Source data
------------
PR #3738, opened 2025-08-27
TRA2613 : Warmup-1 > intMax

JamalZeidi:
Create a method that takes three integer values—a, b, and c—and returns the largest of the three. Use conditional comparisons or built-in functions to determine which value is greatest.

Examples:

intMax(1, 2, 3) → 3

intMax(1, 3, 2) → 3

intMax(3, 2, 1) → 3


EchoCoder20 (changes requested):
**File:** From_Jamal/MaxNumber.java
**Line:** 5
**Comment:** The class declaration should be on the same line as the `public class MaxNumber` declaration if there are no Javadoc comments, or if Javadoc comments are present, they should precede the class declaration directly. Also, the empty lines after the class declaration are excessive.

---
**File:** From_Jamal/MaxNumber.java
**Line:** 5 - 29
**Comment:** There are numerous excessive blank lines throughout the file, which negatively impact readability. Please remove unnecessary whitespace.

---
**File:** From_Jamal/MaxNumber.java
------------
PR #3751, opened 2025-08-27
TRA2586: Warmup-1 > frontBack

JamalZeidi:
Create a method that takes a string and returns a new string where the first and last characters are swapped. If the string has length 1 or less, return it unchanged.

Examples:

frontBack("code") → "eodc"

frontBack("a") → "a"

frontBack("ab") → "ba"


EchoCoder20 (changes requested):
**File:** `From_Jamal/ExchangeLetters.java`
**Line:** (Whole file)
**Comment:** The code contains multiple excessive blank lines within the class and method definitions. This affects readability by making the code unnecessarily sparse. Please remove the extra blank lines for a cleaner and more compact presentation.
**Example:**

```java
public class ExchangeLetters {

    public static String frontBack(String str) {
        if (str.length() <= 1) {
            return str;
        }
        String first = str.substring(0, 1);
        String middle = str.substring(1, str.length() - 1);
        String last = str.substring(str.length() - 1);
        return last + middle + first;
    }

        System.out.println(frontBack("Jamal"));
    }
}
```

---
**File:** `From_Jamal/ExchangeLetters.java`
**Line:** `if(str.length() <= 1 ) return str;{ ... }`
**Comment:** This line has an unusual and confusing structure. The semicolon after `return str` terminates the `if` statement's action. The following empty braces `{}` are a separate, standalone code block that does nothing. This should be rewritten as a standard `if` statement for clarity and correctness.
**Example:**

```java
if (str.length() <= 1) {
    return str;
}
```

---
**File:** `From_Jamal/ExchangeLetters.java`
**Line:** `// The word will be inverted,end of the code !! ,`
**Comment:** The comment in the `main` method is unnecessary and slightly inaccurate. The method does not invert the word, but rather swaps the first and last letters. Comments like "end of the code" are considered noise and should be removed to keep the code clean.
------------
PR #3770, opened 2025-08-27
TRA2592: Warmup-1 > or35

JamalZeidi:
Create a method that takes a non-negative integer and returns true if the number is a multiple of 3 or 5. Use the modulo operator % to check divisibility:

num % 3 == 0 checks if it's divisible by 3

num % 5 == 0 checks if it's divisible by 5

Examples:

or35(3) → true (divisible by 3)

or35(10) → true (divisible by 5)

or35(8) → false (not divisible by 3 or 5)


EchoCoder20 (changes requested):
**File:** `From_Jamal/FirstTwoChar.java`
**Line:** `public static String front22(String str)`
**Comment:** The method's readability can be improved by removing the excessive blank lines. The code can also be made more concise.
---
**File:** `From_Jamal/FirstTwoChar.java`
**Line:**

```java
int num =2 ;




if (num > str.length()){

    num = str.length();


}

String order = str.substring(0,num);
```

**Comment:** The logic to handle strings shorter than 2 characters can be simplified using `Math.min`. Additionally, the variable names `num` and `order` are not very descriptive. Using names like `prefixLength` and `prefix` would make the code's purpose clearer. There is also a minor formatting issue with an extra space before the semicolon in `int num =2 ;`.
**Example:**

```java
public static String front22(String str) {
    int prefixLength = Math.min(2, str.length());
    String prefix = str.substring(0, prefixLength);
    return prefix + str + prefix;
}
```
------------
Each line of the records above that holds the word "true" should be counted, and only the final number stated.

3